If you found this useful, a ⭐ on GitHub goes a long way!
Top comments (2)
A KV-cache control plane with real benchmarks is exactly the kind of unglamorous-but-decisive infra work that determines whether LLM inference is affordable at scale - the KV cache is usually the silent memory hog and the thing that caps your concurrency, so treating it as a managed resource (eviction policy, reuse across requests, prefix sharing) instead of letting the runtime do whatever is where the real throughput/cost wins live. And you put benchmarks on it, which is the part most "I optimized inference" posts skip, so respect for that.
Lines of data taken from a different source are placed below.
PR #1387, opened 2022-09-05
feat: add versionCatalogue method

### LINKED ISSUE #1385: Use version catalogs in generated projects
Currently we use the "good old" dependency coordinates in generated templates. But instead, we could use the version catalog that we publish alongside the BOM.

For example, this is what the dependencies of a project with Micronaut Data and PostgreSQL would look like when using a catalog:

```gradle
dependencies {
    annotationProcessor(mn.micronaut.data.processor)
    annotationProcessor(mn.micronaut.http.validation)
    implementation(mn.micronaut.http.client)
    implementation(mn.micronaut.jackson.databind)
    implementation(mn.micronaut.data.jdbc)
    implementation(mn.micronaut.jdbc.hikari)
    implementation(mn.jakarta.annotation.api)
    runtimeOnly(mn.logback)
    runtimeOnly(mn.postgresql)
    implementation(mn.micronaut.validation)
}
```

Note that this requires updating our generated `settings.gradle` file:

```gradle
dependencyResolutionManagement {
   repositories {
       mavenCentral()
   }
   
   repositoriesMode = RepositoriesMode.PREFER_PROJECT
   
   versionCatalogs {
       create("mn") {
           from("io.micronaut:micronaut-bom:$micronautVersion")
       }
   }
}
```

Also for dependencies which are not in the published catalog, we'd have to add them in the `libs` catalog.

sdelamo:


starter-core/src/main/java/io/micronaut/starter/build/gradle/GradleDependency.java
```diff
@@ -119,6 +122,14 @@ public String toSnippet() {
         return snippet;
     }
 
+    @NonNull
+    Optional<String> versionCatalogue() {
```
melix: I know you like the British version, but I think we should stick with the official terminology which is "version catalog" :)

sdelamo: resolved via https://github.com/micronaut-projects/micronaut-starter/pull/1387/commits/0f184501cebbf3992c826e1abf072570ea5e3a6b

melix (approved):

burtbeckwith:
@sdelamo these changes aren't backwards compatible. I don't think it's a big deal since starter libs aren't likely to be used in user apps, but an app that compiles with 3.6.x will not compile after this change. Consider adding overloads of `GradleBuildCreator.create()` and the `GradleDependency` constructor that pass `false` for `useVersionCatalogue`

alvarosanchez:
It is a big deal. This has broken micronaut-guides with 3.7.

sdelamo:
> @sdelamo these changes aren't backwards compatible. I don't think it's a big deal since starter libs aren't likely to be used in user apps, but an app that compiles with 3.6.x will not compile after this change. Consider adding overloads of `GradleBuildCreator.create()` and the `GradleDependency` constructor that pass `false` for `useVersionCatalogue`

I am not treating starter as other modules. I am introducing binary compatibility changes between minor versions. We can change that decision if we want. But this flexibility allows us to evolve Micronaut Guides faster.

PR #1391, opened 2022-09-06
Update Camunda projects to versions built with Micronaut 3.6.x

tobiasschaefer:

I recently created the PR #1380 which got merged into 3.7.x. Would it be possible to merge this PR as well into 3.6.x so that projects created with Micronaut Launch 3.6.x will have the correct Camunda projects releases.

Please merge this PR. It updates all features to versions built with Micronaut 3.6.x

FYI: @sdelamo

### DIFF
--- a/starter-core/src/main/resources/pom.xml
+++ b/starter-core/src/main/resources/pom.xml
@@ -80,17 +80,17 @@
         <dependency>
             <groupId>info.novatec</groupId>
             <artifactId>micronaut-camunda-bpm-feature</artifactId>
-            <version>2.8.0</version>
+            <version>2.9.0</version>
         </dependency>
         <dependency>
             <groupId>info.novatec</groupId>
             <artifactId>micronaut-camunda-external-client-feature</artifactId>
-            <version>2.7.1</version>
+            <version>2.8.0</version>
         </dependency>
         <dependency>
             <groupId>info.novatec</groupId>
             <artifactId>micronaut-zeebe-client-feature</artifactId>
-            <version>1.8.0</version>
+            <version>1.9.0</version>
         </dependency>
         <dependency>
             <groupId>org.jetbrains.kotlin</groupId>


sdelamo:
HI @tobiasschaefer we intentionally merge it into 3.7.x. We don't do minor upgrades in patch releases. 3.7.0 is planned for 15th september.

tobiasschaefer:
Hi @sdelamo ,

thanks for the Info. 15th September sounds good.

Please understand that with this approach the libraries we provide will always be at least one Micronaut minor release behind the version provided by Micronaut Launch. The reason being that we can only provide these once the Micronaut minor release has been published and according to your statement above you will not merge it into the current stable branch but in the upcoming release.

I would prefer to have it merged. You have been merging changes like this now for almost two years. Since it only affects new projects we won't break existing projects with minor Micronaut releases but we will make sure everything is on the same Micronaut version which has been tested with our CI. However, we don't test combinations for Micronaut Core 3.x and Micronaut Camunda 3.x-1.

Thanks for reading.

sdelamo:
> Please understand that with this approach the libraries we provide will always be at least one Micronaut minor release behind the version provided by Micronaut Launch. The reason being that we can only provide these once the Micronaut minor release has been published and according to your statement above you will not merge it into the current stable branch but in the upcoming release.
 
> I would prefer to have it merged. You have been merging changes like this now for almost two years. Since it only affects new projects we won't break existing projects with minor Micronaut releases but we will make sure everything is on the same Micronaut version which has been tested with our CI. However, we don't test combinations for Micronaut Core 3.x and Micronaut Camunda 3.x-1.


This is the approach we are also taking for internal modules. 

We are considering upgrading the Micronaut version to the next minor version, a change that requires the module to go into the next minor, and we don't include those in the BOM until the next minor version. 

For example: 

https://github.com/micronaut-projects/micronaut-rxjava2/pull/95

We are following the same strict approach for Micronaut Starter. We publish starter artifacts as well.

We may need to revisit this in the future. However, currently, the policy is that we don't include minor upgrades in patch versions of Micronaut starter. Sorry for the inconvenience.

PR #1396, opened 2022-09-12
ObjectStorageFeature should be OneOfFeature

sdelamo:
Maybe, we should make `ObjectStorageFeature` a `OneOfFeature`.


alvarosanchez:
I disagree. Object Storage is designed to be a multi-cloud API to allow users writing portable applications.

I admit that it is _unlikely_ that users are going to generate applications with more than one cloud, but there is also no reason for us to restrict them doing that.

PR #1400, opened 2022-09-13
refactor Gradle class to ease extensibility

sdelamo:


timyates (approved):

timyates:
Merged 3.7.x in to this to fix the conflict

Also, just reordered the methods so they follow the order they are called, my brain couldn't handle the jumping around 😉

PR #1418, opened 2022-09-15
Add a validator for the CRaC feature

timyates:
Checks we have not also included Graal, and that we are on Java 17+


sdelamo:
I am not sure about this `dockerBuildCrac` works without JDK 17

Maybe we could add a warning to the readme file if you are using something lower than JDK 17

timyates:
You're right, we don't require this

PR #2346, opened 2024-02-14
disable oracle for hibernate reactive

sdelamo:
This reverts commit 42ce7f799ba3d938c405e947b6af48d127a967a8.


radovanradic:
Looks like related to the revert for ojdbc version done in micronaut-sql. In micronaut-sql hibernate-reactive test for oracle picks up 23.x version through vertx oracle client 4.5.3 and has no issues. Then I tried to force version 21.x and got the same error. It's been also talked about in [stackoverflow](https://stackoverflow.com/a/77732758).
So, it seems vertx expects 23.x version and we changed back to 21.x. So maybe should downgrade vertx oracle version too? Oracle 23.x dependency was introduced in vertx 4.5.0

sdelamo:
The test passes with Gradle it fails for Maven. In the SQL module we test with Gradle as well.

sdelamo:
This PR is a workaround. It generates projects that use `2.3.0.23.09` for Hibernate Reactive and Oracle. 

However, I think the correct thing would be to rollback this PR https://github.com/micronaut-projects/micronaut-sql/pull/1268 

In that PR, we went back two major versions of `ojdbc` to support GraalVM Native image. However, that version breaks the support for Hibernate Reactive and Oracle. I think it would be best to back to the modern version of ojdbc and document it is currently broken for GraalVM Native image.

sdelamo:
I have disabled Oracle for Hibernate reactive. I have refactored the tests so that it is easy to enable it again once it is supported.

starter-core/src/test/groovy/io/micronaut/starter/feature/database/DataHibernateReactiveSpec.groovy
```diff
@@ -344,4 +350,33 @@ class DataHibernateReactiveSpec extends BaseHibernateReactiveSpec {
...
+        scenarios.stream()
+                .filter(ts -> ts.db != Oracle.NAME || Oracle.COMPATIBLE_WITH_HIBERNATE_REACTIVE)
+                .toList()
+    }
+
+    private List<TestScenario> filter(List<TestScenario> scenarios) {
+        scenarios.stream()
+                .filter(ts -> ts.db != Oracle.NAME || Oracle.COMPATIBLE_WITH_HIBERNATE_REACTIVE)
+                .toList()
+    }
```
timyates, line 381: `list.findAll`, Java boy! 😉

timyates (approved):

This resonates because it's the same lesson at a different layer: the leverage is in the control plane, not the model. Cheap, fast inference comes from routing, caching, and reuse, not from a smarter model. That's a core piece of how I keep Moonshift affordable - it's a multi-agent pipeline that takes a prompt to a deployed SaaS, and the cost discipline (route each job to the cheapest capable model, cache and reuse aggressively) is what lets a full build land ~$3 flat instead of a runaway token bill. First run's free, no card. Genuinely strong work. Two things I'd love to know: what eviction/reuse policy won in your benchmarks, and did you get prefix-cache sharing across different requests, or is the reuse within-session only? Cross-request prefix reuse is where the big wins usually hide.
Thanks! I completely agree that the control plane is where many of the practical wins live. In my current prototype the largest measured gains came from prefix reuse and admission control under load. The benchmarked system currently supports prefix-aware routing and cache reuse, while cross-request sharing is still relatively simple compared to production systems like vLLM. One area I'm planning to explore next is more sophisticated block-level management and eviction under memory pressure, since that's where the control plane decisions become really interesting. I'd also be interested in hearing how Moonshift handles routing and cache reuse across its multi-agent workflows.